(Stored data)
PR #21, opened 2019-09-13
Public Key Retrieval, Management and JWT Validation

michaelkleinhenz:
This adds the retrieval of public keys for token verification from the auth server and the JWT token validation.


pkg/signup/keymanager.go
```diff
@@ -0,0 +1,148 @@
...
+	if err != nil {
+		return nil, err
+	}
+	res, err := httpClient.Do(req)
+	if err != nil {
+		return nil, err
+	}
+	// cleanup and close after being done
+	defer func() {
+		ioutil.ReadAll(res.Body)
```
golangcibot: Error return value of `ioutil.ReadAll` is not checked (from `errcheck`)

go.mod
```diff
@@ -3,19 +3,27 @@ module github.com/codeready-toolchain/registration-service
 go 1.12
 
 require (
+	github.com/dgrijalva/jwt-go v3.2.0+incompatible
+	github.com/dnaeon/go-vcr v1.0.1 // indirect
 	github.com/evanphx/json-patch v4.5.0+incompatible // indirect
+	github.com/fabric8-services/fabric8-auth-client v0.0.0-20190313133658-59d93fb7492b
+	github.com/fabric8-services/fabric8-common v0.0.0-20190529115613-c08218d5adf2
```
alexeykazakov: You are copy-pasted the fetching key thing from https://github.com/fabric8-services/fabric8-common/blob/b10e057d860d730661b2440dc1326c7d82606acc/auth/jwk/fetch_keys.go (which is fine), so, I guess we don't need any fabric8-* stuff here? Just wonder if it's some leftovers from you local experiments.

michaelkleinhenz: Yeah, might be. Will fix that.

go.mod
```diff
@@ -3,19 +3,27 @@ module github.com/codeready-toolchain/registration-service
...
 	github.com/gin-contrib/gzip v0.0.1
 	github.com/gin-contrib/sse v0.1.0 // indirect
 	github.com/gin-gonic/gin v1.4.0
+	github.com/goadesign/goa v2.0.5+incompatible
```
xcoulon: I thought we didn't use goa?

pkg/server/routes.go
```diff
@@ -54,8 +54,12 @@ func (srv *RegistrationServer) SetupRoutes() error {
 		// /status is something you should always have in any of your services,
 		// please leave it as is.
 		healthService := health.NewHealthCheckService(srv.logger, srv.Config())
-		signupService := signup.NewSignupService(srv.logger, srv.Config())
-
+		signupService, err := signup.NewSignupService(srv.logger, srv.Config())
```
xcoulon: don't you need to bind the service to an URL template, too?

pkg/signup/keymanager.go
```diff
@@ -0,0 +1,172 @@
...
+
+// JSONKeys the remote keys encoded in a json document
+type JSONKeys struct {
+	Keys []interface{} `json:"keys"`
+}
+
+// KeyManager manages the public keys for token validation.
+type KeyManager struct {
+	config *configuration.Registry
+	logger *log.Logger
```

= Problem =
Line by line, transcribe the data exactly.

= Result of this exercise =
PR #21, opened 2019-09-13
Public Key Retrieval, Management and JWT Validation

michaelkleinhenz:
This adds the retrieval of public keys for token verification from the auth server and the JWT token validation.


pkg/signup/keymanager.go
```diff
@@ -0,0 +1,148 @@
...
+	if err != nil {
+		return nil, err
+	}
+	res, err := httpClient.Do(req)
+	if err != nil {
+		return nil, err
+	}
+	// cleanup and close after being done
+	defer func() {
+		ioutil.ReadAll(res.Body)
```
golangcibot: Error return value of `ioutil.ReadAll` is not checked (from `errcheck`)

go.mod
```diff
@@ -3,19 +3,27 @@ module github.com/codeready-toolchain/registration-service
 go 1.12
 
 require (
+	github.com/dgrijalva/jwt-go v3.2.0+incompatible
+	github.com/dnaeon/go-vcr v1.0.1 // indirect
 	github.com/evanphx/json-patch v4.5.0+incompatible // indirect
+	github.com/fabric8-services/fabric8-auth-client v0.0.0-20190313133658-59d93fb7492b
+	github.com/fabric8-services/fabric8-common v0.0.0-20190529115613-c08218d5adf2
```
alexeykazakov: You are copy-pasted the fetching key thing from https://github.com/fabric8-services/fabric8-common/blob/b10e057d860d730661b2440dc1326c7d82606acc/auth/jwk/fetch_keys.go (which is fine), so, I guess we don't need any fabric8-* stuff here? Just wonder if it's some leftovers from you local experiments.

michaelkleinhenz: Yeah, might be. Will fix that.

go.mod
```diff
@@ -3,19 +3,27 @@ module github.com/codeready-toolchain/registration-service
...
 	github.com/gin-contrib/gzip v0.0.1
 	github.com/gin-contrib/sse v0.1.0 // indirect
 	github.com/gin-gonic/gin v1.4.0
+	github.com/goadesign/goa v2.0.5+incompatible
```
xcoulon: I thought we didn't use goa?

pkg/server/routes.go
```diff
@@ -54,8 +54,12 @@ func (srv *RegistrationServer) SetupRoutes() error {
 		// /status is something you should always have in any of your services,
 		// please leave it as is.
 		healthService := health.NewHealthCheckService(srv.logger, srv.Config())
-		signupService := signup.NewSignupService(srv.logger, srv.Config())
-
+		signupService, err := signup.NewSignupService(srv.logger, srv.Config())
```
xcoulon: don't you need to bind the service to an URL template, too?

pkg/signup/keymanager.go
```diff
@@ -0,0 +1,172 @@
...
+
+// JSONKeys the remote keys encoded in a json document
+type JSONKeys struct {
+	Keys []interface{} `json:"keys"`
+}
+
+// KeyManager manages the public keys for token validation.
+type KeyManager struct {
+	config *configuration.Registry
+	logger *log.Logger
```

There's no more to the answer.